Records from a data source
◇ ◇ ◇ ◇ ◇

PR #5010, opened 2024-06-01
helm install karmada components in order

### LINKED ISSUE #4917: [Flaking Test] chart-lint-test not stable recently
#### Which jobs are flaking:
chart-lint-test

See the logs below:

- https://github.com/karmada-io/karmada/actions/runs/8982272797/job/24669506880 (found on master after [#4860](https://github.com/karmada-io/karmada/pull/4860))
- https://github.com/karmada-io/karmada/actions/runs/8997316919/job/24715232276 (found on master after [#4883](https://github.com/karmada-io/karmada/pull/4883))
- https://github.com/karmada-io/karmada/actions/runs/8948612862/job/24581937332 (found on master after [#4887](https://github.com/karmada-io/karmada/pull/4887))
- https://github.com/karmada-io/karmada/actions/runs/8997316919/job/24715232276 (found on master after [#4883](https://github.com/karmada-io/karmada/pull/4883))
- https://github.com/karmada-io/karmada/actions/runs/9153421301/job/25162342796 (found on master after [#4949](https://github.com/karmada-io/karmada/pull/4949), at 20/05/2024.)

#### Reason for failure:
TBD

chaosi-zju:
**What type of PR is this?**

/kind feature
/kind flake

helm install karmada components in order, for detailed discussion, see issue #4917

Fixes #4917

```release-note

```

### DIFF
--- a/charts/karmada/templates/_helpers.tpl
+++ b/charts/karmada/templates/_helpers.tpl
@@ -306,6 +306,10 @@ app: {{- include "karmada.name" .}}-search
 {{- include "karmada.commonLabels" . -}}
 {{- end -}}
 
+{{- define "karmada.staticResourceJob.labels" -}}
+{{- include "karmada.commonLabels" . -}}
+{{- end -}}
+
 {{- define "karmada.postInstallJob.labels" -}}
 {{- include "karmada.commonLabels" . -}}
 {{- end -}}
@@ -573,4 +577,56 @@ Return the proper Docker Image Registry Secret Names
 - --{{ $key }}={{ $value }}
 {{- end }}
 {{- end }}
+{{- end -}}
+
+{{- define "karmada.init-sa-secret.volume" -}}
+{{- $name := include "karmada.name" . -}}
+- name: init-sa-secret
+  secret:
+    secretName: {{ $name }}-hook-job
+{{- end -}}
+
+{{- define "karmada.init-sa-secret.volumeMount" -}}
+- name: init-sa-secret
+  mountPath: /opt/mount
+{{- end -}}
+
+{{- define "karmada.initContainer.build-kubeconfig" -}}
+TOKEN=$(cat /opt/mount/token)
+kubectl config set-cluster karmada-host --server=https://${KUBERNETES_SERVICE_HOST}:${KUBERNETES_SERVICE_PORT} --certificate-authority=/opt/mount/ca.crt
+kubectl config set-credentials default --token=$TOKEN
+kubectl config set-context karmada-host-context --cluster=karmada-host --user=default --namespace=default
+kubectl config use-context karmada-host-context
+{{- end -}}
+
+{{- define "karmada.initContainer.waitEtcd" -}}
+- name: wait
+  image: {{ include "karmada.kubectl.image" . }}
+  imagePullPolicy: {{ .Values.kubectl.image.pullPolicy }}
+  command:
+    - /bin/sh
+    - -c
+    - |
+      bash <<'EOF'
+      {{- include "karmada.initContainer.build-kubeconfig" . | nindent 6 }}
+      kubectl rollout status statefulset etcd -n {{ include "karmada.namespace" . }}
+      EOF
+  volumeMounts:
+    {{- include "karmada.init-sa-secret.volumeMount" .| nindent 4 }}
+{{- end -}}
+
+{{- define "karmada.initContainer.waitStaticResource" -}}
+- name: wait
+  image: {{ include "karmada.kubectl.image" . }}
+  imagePullPolicy: {{ .Values.kubectl.image.pullPolicy }}
+  command:
+    - /bin/sh
+    - -c
+    - |
+      bash <<'EOF'
+      {{- include "karmada.initContainer.build-kubeconfig" . | nindent 6 }}
+      kubectl wait --for=condition=complete job {{ include "karmada.name" . }}-static-resource -n {{ include "karmada.namespace" . }}
+      EOF
+  volumeMounts:
+    {{- include "karmada.init-sa-secret.volumeMount" .| nindent 4 }}
 {{- end -}}
--- a/charts/karmada/templates/karmada-aggregated-apiserver.yaml
+++ b/charts/karmada/templates/karmada-aggregated-apiserver.yaml
@@ -29,6 +29,8 @@ spec:
     spec:
       {{- include "karmada.aggregatedApiServer.imagePullSecrets" . | nindent 6 }}
       automountServiceAccountToken: false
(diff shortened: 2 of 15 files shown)


charts/karmada/templates/_helpers.tpl
```diff
@@ -574,3 +578,59 @@ Return the proper Docker Image Registry Secret Names
...
+
+{{- define "karmada.initContainer.build-kubeconfig" -}}
+TOKEN=$(cat /opt/mount/token)
+kubectl config set-cluster karmada-host --server=https://${KUBERNETES_SERVICE_HOST}:${KUBERNETES_SERVICE_PORT} --certificate-authority=/opt/mount/ca.crt
+kubectl config set-credentials default --token=$TOKEN
+kubectl config set-context karmada-host-context --cluster=karmada-host --user=default --namespace=default
+kubectl config use-context karmada-host-context
+{{- end -}}
+
+{{- define "karmada.initContainer.waitETCD" -}}
```
calvin0327, line 602:
```suggestion
{{- define "karmada.initContainer.waitEtcd" -}}
```

The `ETCD` for etcd are a bit strange.

charts/karmada/values.yaml
```diff
@@ -128,6 +138,7 @@ certs:
       "*.{{ .Release.Namespace }}.svc.{{ .Values.clusterDomain }}",
       "*.{{ .Release.Namespace }}.svc",
       "localhost",
+      "172.18.0.2",
```
calvin0327, line 141: why need to add this `Alt`?

charts/karmada/values.yaml
```diff
@@ -38,6 +38,11 @@ podDisruptionBudget: &podDisruptionBudget {}
 ## "component" means install selected components in the control-cluster
 installMode: "host"
 
+## @param installInOrder
+## ture means install karmada components in order based on their dependencies
+## false means the installation would ignore the components order and just rely on its reconciliation
+installInOrder: true
```
calvin0327, line 44: At any time, we need to ensure the order of installation, this parameter seems like it should always be true, so it feels like we don't need it.

charts/karmada/templates/post-install-job.yaml
```diff
@@ -38,6 +38,7 @@ spec:
       nodeSelector:
       {{- toYaml . | nindent 8 }}
       {{- end }}
+      serviceAccountName: {{ $name }}-pre-job
```
calvin0327, line 41: Using the serviceAccount  `{{ $name }}-pre-job` in the post hook job doesn't seem very reasonable. can we modify `{{ $name }}-pre-job` to `{{ $name }}-hook-job`?

charts/karmada/templates/karmada-aggregated-apiserver.yaml
```diff
@@ -29,6 +29,8 @@ spec:
     spec:
       {{- include "karmada.aggregatedApiServer.imagePullSecrets" . | nindent 6 }}
       automountServiceAccountToken: false
+      initContainers:
```
calvin0327, line 32: `karmada-aggregated-apiserver` should wait for `karmada-apiserver`?

Or we can skip adding the initContainer, because the issues it causes are not significant.

charts/karmada/values.yaml
chaosi-zju: sorry, my fault

charts/karmada/templates/post-install-job.yaml
chaosi-zju: I also want to change a name

charts/karmada/templates/karmada-aggregated-apiserver.yaml
chaosi-zju: `agg-apiserver` really does need to wait for `apiserver`, otherwise it will be failed with following errors:

```console
Defaulted container "karmada-53dujqro77-aggregated-apiserver" out of: karmada-53dujqro77-aggregated-apiserver, wait (init)
I0603 03:38:38.500024       1 options.go:97] karmada-aggregated-apiserver version: version.Info{GitVersion:"v1.10.0-preview4-179-g9c85fbddf", GitCommit:"9c85fbddf914f4af7a05ad7611e12e2e73ffdea1", GitTreeState:"clean", BuildDate:"2024-05-30T03:23:07Z", GoVersion:"go1.21.10", Compiler:"gc", Platform:"linux/amd64"}
E0603 03:38:39.916483       1 run.go:74] "command failed" err="unable to load configmap based request-header-client-ca-file: Get \"https://karmada-53dujqro77-apiserver.karmada-53dujqro77.svc.cluster.local:5443/api/v1/namespaces/kube-system/configmaps/extension-apiserver-authentication\": dial tcp 100.12.20.194:5443: connect: connection refused"
```

charts/karmada/values.yaml
chaosi-zju: my concern is that our method is using a `init-container`, is it possible that users can accept the restart instead of our customized init container?

chaosi-zju:
Now, our `Chart Lint test` CI just only runs 3 minutes, while previously need almost 17 minute because compnonets restart for many times.

previous:
image

now:
image

liangyuanpeng:
> Now, our Chart Lint test CI just only runs 3 minutes, while previously need almost 17 minute because compnonets restart for many times.

it's a big promote!

charts/karmada/values.yaml
calvin0327: I haven't thought of scenarios where users wouldn't accept it, because it's a more user-friendly approach compared to the constant restarting method. we can look into other people's thoughts on this?

chaosi-zju: OK, we can hang on this comment as unresolved for some time. If nobady think it is useful, we can remove this `installInOrder`. For future, if somebody truly has this need, we then add it back.

chaosi-zju:
CC @RainbowMango

RainbowMango (commented):
@a7i Can you help to take a look?
The issue we are trying to address is that the components launched by Helm don't have a solid order, which will lead to components crashing during the installation, such as karmada-controller-manager crashes if it starts before the karmada-apiserver.

The approach of this PR is trying to add an init container to the components if it reply on others. I'm not sure if this is the best practice for Helm chart dealing with many components.

RainbowMango (approved):
/approve

a7i:
@RainbowMango apologies for the delay in my response as I was traveling for work.

I reviewed the linked Issue and the approach here makes sense. Additionally, in my organization, we don't use Helm so the solution proposed addresses it in a generic fashion that works for all.

Thank you @chaosi-zju for this!

PR #5015, opened 2024-06-02
update to go 1.22

grosser:
**What type of PR is this?**

/kind cleanup

Just to keep recent

```release-note
Karmada is now built with Go 1.22.4.
```


RainbowMango (commented):
Thanks for doing this.
We are going to bump Kubernetes v1.30 at this release(1.11), which requires Go 1.22. 

But, could you please also update the Go version at [README Prerequisites](https://github.com/karmada-io/karmada/blob/d8e67b7360dc888e22087f4c64b1ddc95a215965/README.md#prerequisites), as with this PR, we require go >= 1.22.3 now.

RainbowMango:
By the way, we also check the Go version at [hack/util.sh](https://github.com/karmada-io/karmada/blob/dee30c821b042984a40234f3291d2e034a6f7f57/hack/util.sh#L40), we probably don't need it anymore, since from Go1.21, people cannot build with lower Golang version than specified in go.mod.
It's up to you to clean it or not by this PR.

go.mod
```diff
@@ -1,6 +1,6 @@
 module github.com/karmada-io/karmada
 
-go 1.21.10
+go 1.22.3 // keep in sync with .go-version
```
liangyuanpeng, line 3: 1.22.4 is live now,how about  update version to 1.22.4, it's resolve a security issue (CVE-2024-24790 ).

Releated:
- https://github.com/golang/go/issues/67680
- https://go.dev/doc/devel/release#go1.22.4

RainbowMango: +1

grosser:
updated to 1.22.4 and made a list of places to keep in sync in go.mod
I'm not sure if removing from util.sh is safe when someone is using <1.21 so leaving that alone for now

RainbowMango (approved):
/lgtm
/approve

Issue #4695, opened 2024-03-11
`kubectl karmada join` does not support `--context --as --as-group`


grosser:
**What would you like to be added**:
support for these 3 flags

**Why is this needed**:
otherwise I need to setup a special context and `use-context` to be able to use `join`

RainbowMango:
For the `--context`, karmadactl(same as kubectl karmada) provides the two flags to specify the context for both karmada and member cluster:
```
    --cluster-context='':
	Name of cluster context in kubeconfig. The current context is used by default.
    --karmada-context='':
	The name of the kubeconfig context to use
```
Given `karmadatl join` might need two kubeconfigs, just one `--context` might be misleading as it can't represent which kubeconfig it applies to. 

Please let us know if the two flags meet your needs. Maybe I didn't understand your use case yet.

RainbowMango:
For the `--as` and `--as-group`, I guess you mean the two flags in kubectl:
```bash
    --as='':
	Username to impersonate for the operation. User could be a regular user or a service account in a namespace.

    --as-group=[]:
	Group to impersonate for the operation, this flag can be repeated to specify multiple groups.
```

I'd like to hear more details about the use case if you don't mind. We also need to consider which kubeconfig the two flags will be applied.

grosser:
I'd need to impersonate admin on the host cluster, so `--cluster-as`

grosser:
hmmm no the host cluster would be `--karmada-as` :)

RainbowMango:
Yes, `--karmada-as` and `--karmada-as-group` are sounds good to me.
cc @XiShanYongYe-Chang What do you think?

XiShanYongYe-Chang:
These two flags look good, but I don't understand one thing. Why do you need to use impersonate to join a cluster in Karmada?

grosser:
I need to be cluster admin to join the cluster, our default context is
read-only.

XiShanYongYe-Chang:
> I need to be cluster admin to join the cluster, our default context is read-only.

Is this safe? Should the admin user be the one to join the cluster?

grosser:
It needs to be the admin user since the read-only user can't do it. We do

◇ ◇ ◇ ◇ ◇

Your reply should hold every line from the data that contains "think", copied in full.

§ **Task solution**:
chaosi-zju: OK, we can hang on this comment as unresolved for some time. If nobady think it is useful, we can remove this `installInOrder`. For future, if somebody truly has this need, we then add it back.
cc @XiShanYongYe-Chang What do you think?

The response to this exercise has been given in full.